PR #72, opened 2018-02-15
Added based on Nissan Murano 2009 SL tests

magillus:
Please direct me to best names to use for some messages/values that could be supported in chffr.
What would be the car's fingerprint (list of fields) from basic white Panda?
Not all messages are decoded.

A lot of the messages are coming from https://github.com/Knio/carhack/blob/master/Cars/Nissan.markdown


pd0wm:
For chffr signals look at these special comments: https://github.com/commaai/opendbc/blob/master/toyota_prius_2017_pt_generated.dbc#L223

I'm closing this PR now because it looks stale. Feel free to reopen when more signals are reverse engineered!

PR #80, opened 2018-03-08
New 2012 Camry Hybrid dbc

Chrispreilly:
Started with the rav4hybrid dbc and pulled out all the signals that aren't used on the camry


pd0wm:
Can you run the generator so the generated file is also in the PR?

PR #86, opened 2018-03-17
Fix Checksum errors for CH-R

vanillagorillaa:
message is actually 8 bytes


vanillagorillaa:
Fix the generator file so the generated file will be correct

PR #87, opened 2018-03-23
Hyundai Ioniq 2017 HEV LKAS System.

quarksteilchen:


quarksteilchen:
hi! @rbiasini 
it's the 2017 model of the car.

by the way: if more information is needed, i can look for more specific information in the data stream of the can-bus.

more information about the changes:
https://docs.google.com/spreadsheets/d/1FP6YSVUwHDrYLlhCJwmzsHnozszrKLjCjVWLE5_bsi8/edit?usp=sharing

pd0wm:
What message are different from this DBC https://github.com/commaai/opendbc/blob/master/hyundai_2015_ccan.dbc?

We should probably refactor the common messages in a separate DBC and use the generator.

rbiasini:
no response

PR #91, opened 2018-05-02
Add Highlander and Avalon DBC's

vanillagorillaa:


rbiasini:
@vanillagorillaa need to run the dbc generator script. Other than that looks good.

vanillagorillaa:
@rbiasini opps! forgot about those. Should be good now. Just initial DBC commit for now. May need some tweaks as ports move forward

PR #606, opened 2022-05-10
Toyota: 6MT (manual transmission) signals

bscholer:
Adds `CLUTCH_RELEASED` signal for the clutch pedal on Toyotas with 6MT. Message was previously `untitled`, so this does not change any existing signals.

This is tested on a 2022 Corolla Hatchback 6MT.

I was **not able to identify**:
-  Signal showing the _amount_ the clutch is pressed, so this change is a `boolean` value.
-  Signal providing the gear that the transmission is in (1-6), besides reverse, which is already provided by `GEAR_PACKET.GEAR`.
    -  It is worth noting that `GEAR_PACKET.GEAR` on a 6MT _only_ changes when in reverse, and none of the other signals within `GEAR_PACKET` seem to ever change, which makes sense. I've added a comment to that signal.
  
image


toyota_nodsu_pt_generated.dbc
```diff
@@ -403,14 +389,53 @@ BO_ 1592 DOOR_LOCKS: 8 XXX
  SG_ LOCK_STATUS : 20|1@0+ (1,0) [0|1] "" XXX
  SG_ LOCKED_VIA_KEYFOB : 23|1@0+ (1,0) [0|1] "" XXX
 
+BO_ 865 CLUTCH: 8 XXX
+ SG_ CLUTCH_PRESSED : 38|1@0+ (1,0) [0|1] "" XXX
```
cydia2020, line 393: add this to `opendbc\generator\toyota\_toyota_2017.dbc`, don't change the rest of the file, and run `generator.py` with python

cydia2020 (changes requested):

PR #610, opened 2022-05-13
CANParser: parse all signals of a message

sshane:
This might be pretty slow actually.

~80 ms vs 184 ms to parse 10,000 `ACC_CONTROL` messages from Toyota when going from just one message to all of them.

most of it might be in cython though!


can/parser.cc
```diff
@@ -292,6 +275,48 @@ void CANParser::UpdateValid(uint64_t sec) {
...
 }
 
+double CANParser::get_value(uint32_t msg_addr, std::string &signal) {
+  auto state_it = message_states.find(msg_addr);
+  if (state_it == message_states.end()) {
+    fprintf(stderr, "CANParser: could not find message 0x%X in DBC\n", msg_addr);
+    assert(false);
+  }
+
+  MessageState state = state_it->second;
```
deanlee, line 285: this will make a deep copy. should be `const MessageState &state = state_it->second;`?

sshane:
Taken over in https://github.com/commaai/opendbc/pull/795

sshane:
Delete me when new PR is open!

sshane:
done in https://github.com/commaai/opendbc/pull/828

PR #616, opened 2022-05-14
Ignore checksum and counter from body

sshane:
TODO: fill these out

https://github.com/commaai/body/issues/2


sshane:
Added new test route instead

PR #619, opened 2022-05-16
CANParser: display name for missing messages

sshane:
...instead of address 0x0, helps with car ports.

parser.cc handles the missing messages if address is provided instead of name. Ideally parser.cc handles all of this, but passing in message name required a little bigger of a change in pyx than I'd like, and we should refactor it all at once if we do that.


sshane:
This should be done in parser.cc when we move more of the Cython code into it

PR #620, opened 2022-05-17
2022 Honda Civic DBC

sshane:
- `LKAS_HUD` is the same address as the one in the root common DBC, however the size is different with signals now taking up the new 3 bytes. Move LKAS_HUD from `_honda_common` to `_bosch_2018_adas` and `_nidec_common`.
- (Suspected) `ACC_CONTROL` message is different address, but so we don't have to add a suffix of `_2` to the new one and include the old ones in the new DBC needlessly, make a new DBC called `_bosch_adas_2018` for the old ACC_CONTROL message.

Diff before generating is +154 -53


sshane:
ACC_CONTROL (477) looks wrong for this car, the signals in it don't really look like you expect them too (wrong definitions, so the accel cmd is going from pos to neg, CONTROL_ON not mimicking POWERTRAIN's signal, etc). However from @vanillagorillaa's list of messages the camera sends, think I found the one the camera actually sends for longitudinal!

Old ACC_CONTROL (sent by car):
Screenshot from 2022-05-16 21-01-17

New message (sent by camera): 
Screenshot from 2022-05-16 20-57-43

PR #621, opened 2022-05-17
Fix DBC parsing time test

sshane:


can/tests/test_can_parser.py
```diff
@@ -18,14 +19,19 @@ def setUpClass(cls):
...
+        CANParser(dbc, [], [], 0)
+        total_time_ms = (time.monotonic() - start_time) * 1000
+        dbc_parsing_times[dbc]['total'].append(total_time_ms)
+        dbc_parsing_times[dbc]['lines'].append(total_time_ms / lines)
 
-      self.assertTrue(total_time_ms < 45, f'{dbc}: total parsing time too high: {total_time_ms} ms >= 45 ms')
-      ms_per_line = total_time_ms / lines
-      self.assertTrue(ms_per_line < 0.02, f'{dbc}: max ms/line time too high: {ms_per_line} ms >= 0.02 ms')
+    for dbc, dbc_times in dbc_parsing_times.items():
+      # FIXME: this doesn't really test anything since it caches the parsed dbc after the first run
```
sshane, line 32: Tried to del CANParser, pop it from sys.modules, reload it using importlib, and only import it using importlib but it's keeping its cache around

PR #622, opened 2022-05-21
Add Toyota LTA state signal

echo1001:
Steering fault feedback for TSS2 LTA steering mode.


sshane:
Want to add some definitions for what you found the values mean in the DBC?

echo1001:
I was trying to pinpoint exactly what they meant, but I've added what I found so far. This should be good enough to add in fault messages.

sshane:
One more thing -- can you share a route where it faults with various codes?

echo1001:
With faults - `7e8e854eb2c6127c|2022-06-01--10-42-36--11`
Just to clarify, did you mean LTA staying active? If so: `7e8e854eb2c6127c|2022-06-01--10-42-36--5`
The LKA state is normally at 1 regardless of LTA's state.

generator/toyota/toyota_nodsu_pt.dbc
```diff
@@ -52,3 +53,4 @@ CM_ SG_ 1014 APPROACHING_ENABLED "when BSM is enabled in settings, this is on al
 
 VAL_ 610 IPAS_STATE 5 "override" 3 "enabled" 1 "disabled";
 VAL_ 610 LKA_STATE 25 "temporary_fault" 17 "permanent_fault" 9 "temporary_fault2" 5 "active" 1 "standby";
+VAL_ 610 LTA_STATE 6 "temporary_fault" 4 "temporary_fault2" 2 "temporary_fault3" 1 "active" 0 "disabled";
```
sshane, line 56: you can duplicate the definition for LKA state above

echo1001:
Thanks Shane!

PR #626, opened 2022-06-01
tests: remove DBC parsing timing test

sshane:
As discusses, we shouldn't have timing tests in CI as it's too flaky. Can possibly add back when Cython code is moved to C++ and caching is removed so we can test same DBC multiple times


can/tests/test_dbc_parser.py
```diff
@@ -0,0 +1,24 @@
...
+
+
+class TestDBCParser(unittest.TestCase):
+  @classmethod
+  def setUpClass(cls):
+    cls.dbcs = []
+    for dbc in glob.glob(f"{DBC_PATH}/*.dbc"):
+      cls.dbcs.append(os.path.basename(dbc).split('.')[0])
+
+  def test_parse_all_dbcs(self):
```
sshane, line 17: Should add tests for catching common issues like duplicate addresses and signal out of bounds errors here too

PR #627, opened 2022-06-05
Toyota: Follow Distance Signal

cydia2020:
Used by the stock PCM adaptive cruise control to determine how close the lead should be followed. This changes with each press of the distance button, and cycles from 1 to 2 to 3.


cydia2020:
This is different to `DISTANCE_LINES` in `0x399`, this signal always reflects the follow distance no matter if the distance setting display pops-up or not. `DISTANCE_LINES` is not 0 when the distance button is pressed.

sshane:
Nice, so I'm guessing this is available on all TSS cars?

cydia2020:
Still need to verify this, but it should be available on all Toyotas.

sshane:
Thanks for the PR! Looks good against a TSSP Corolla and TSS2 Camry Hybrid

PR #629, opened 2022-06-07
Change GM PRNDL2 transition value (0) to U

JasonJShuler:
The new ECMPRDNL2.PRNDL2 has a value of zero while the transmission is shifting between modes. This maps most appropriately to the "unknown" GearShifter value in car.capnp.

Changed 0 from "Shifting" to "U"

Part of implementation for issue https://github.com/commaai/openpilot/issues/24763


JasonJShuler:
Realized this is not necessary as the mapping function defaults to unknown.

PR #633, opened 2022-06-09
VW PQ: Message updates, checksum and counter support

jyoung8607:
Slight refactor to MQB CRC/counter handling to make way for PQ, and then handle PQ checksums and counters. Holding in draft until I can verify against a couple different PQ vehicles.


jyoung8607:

·····

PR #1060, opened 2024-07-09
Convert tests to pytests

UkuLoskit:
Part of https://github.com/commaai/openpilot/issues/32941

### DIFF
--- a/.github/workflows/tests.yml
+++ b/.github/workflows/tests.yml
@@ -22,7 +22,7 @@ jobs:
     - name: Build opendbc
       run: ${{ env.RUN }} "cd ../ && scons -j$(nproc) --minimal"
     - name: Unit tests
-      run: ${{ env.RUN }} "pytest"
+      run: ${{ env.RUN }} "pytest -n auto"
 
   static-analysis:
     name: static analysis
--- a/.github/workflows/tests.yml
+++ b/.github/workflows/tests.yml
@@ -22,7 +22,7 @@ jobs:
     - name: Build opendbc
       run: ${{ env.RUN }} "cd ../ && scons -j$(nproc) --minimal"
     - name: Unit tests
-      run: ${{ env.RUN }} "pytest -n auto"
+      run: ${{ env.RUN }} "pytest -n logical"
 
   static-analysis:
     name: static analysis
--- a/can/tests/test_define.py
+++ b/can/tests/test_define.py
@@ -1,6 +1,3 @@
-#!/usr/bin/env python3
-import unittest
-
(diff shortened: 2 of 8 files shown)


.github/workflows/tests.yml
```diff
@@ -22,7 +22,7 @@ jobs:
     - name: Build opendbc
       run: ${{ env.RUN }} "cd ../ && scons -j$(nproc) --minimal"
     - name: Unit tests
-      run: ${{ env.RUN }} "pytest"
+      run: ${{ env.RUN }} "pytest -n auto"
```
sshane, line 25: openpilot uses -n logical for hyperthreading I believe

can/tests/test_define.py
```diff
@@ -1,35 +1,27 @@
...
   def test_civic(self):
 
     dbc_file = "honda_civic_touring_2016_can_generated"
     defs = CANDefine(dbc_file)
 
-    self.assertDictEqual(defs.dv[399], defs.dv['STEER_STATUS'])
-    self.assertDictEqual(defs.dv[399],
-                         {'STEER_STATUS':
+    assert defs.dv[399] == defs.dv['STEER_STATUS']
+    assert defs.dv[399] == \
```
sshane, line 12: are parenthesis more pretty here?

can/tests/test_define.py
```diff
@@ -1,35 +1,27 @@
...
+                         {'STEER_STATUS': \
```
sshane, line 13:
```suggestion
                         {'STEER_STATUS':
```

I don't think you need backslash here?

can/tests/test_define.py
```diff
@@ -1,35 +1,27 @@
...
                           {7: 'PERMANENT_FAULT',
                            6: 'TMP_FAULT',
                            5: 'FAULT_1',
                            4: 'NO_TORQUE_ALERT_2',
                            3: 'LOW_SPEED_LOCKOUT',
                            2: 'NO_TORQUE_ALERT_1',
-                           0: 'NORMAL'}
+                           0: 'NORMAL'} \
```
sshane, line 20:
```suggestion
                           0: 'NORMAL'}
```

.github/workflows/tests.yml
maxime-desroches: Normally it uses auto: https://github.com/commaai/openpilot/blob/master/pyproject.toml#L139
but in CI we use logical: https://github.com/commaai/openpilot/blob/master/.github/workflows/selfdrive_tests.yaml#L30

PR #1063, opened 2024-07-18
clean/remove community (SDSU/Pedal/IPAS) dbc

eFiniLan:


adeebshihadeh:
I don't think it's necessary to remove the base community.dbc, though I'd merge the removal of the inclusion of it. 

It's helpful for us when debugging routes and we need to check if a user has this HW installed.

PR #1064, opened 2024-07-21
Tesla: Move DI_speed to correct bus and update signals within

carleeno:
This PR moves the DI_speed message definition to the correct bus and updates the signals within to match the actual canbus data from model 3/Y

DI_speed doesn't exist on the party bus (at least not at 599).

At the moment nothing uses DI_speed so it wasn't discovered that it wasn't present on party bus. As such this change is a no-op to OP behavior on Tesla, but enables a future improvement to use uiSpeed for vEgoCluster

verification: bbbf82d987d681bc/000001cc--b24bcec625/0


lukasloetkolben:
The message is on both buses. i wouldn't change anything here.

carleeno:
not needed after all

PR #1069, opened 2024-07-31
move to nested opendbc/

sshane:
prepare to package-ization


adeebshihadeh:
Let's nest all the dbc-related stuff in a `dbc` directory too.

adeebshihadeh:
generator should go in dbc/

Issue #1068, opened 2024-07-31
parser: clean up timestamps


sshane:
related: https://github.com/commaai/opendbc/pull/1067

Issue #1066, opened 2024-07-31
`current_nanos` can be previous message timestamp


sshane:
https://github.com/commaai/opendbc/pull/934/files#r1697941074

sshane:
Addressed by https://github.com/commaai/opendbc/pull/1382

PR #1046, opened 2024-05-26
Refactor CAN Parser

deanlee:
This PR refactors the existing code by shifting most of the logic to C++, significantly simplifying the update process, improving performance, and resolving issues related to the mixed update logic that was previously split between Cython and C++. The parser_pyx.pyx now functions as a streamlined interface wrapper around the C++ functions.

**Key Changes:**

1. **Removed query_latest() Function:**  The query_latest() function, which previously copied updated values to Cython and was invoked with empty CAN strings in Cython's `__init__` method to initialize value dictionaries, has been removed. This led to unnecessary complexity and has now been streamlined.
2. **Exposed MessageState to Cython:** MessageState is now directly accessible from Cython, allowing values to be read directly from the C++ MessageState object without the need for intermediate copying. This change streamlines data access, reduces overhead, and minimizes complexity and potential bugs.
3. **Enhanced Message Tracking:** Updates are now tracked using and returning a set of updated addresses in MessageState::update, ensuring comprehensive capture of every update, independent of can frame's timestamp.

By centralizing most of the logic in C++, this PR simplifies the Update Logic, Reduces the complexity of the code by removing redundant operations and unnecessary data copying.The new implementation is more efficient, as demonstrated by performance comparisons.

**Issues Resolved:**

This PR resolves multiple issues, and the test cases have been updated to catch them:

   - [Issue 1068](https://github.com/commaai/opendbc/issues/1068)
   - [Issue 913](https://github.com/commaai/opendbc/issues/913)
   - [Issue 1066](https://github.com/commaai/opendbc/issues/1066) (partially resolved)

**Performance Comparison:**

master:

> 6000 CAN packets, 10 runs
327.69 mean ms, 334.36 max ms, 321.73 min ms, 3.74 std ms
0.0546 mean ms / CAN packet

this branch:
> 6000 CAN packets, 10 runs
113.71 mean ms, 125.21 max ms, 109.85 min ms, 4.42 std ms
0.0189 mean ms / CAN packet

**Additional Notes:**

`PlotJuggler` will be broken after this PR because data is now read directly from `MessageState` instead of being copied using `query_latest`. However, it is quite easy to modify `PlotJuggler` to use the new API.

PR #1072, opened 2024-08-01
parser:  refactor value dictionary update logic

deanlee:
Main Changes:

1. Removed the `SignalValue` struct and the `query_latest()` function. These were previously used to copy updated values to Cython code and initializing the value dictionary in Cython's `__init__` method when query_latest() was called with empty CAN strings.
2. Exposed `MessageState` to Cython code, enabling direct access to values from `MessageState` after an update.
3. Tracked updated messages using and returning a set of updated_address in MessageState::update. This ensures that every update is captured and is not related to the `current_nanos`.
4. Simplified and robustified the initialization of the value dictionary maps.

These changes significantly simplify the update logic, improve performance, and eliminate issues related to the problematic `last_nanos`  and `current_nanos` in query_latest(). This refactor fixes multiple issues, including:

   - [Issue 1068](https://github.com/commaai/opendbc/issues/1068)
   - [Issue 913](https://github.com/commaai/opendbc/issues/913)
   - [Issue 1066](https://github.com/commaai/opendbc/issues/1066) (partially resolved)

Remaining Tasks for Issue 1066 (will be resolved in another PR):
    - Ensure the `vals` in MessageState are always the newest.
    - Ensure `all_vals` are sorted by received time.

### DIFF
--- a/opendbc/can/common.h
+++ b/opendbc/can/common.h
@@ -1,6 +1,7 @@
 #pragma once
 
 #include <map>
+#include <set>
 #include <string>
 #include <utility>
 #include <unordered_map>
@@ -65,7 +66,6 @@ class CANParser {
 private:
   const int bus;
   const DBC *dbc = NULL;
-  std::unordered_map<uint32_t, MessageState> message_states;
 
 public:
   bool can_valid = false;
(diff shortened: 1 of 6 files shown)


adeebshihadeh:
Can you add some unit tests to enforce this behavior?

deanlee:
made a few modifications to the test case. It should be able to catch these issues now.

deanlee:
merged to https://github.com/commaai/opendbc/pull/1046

·····

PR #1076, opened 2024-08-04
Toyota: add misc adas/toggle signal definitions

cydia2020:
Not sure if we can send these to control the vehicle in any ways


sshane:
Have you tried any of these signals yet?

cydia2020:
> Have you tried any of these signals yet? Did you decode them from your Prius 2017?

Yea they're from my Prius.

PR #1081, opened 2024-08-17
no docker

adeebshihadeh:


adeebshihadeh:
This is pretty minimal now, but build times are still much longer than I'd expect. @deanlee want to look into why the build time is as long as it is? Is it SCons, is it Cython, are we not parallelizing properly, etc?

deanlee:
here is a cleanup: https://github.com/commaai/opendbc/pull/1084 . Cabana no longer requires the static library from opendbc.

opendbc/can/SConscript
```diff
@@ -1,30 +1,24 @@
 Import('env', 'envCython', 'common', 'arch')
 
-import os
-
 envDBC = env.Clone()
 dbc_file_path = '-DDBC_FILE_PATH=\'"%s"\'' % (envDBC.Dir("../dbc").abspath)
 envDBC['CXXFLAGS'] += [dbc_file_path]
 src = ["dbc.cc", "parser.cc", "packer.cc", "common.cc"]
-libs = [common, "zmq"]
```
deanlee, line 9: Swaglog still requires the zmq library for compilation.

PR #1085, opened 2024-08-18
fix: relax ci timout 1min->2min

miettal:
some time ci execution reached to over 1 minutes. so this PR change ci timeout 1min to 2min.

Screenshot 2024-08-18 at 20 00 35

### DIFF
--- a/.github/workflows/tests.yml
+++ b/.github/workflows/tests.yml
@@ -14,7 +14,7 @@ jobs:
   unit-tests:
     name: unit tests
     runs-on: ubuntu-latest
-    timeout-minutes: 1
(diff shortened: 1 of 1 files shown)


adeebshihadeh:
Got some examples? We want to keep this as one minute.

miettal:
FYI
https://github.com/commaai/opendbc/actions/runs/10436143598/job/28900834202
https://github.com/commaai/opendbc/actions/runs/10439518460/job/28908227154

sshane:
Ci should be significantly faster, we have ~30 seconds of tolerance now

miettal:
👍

·····

Wherever the word "bytes" appears in the records above, copy that line.

§ Solution below
message is actually 8 bytes
- `LKAS_HUD` is the same address as the one in the root common DBC, however the size is different with signals now taking up the new 3 bytes. Move LKAS_HUD from `_honda_common` to `_bosch_2018_adas` and `_nidec_common`.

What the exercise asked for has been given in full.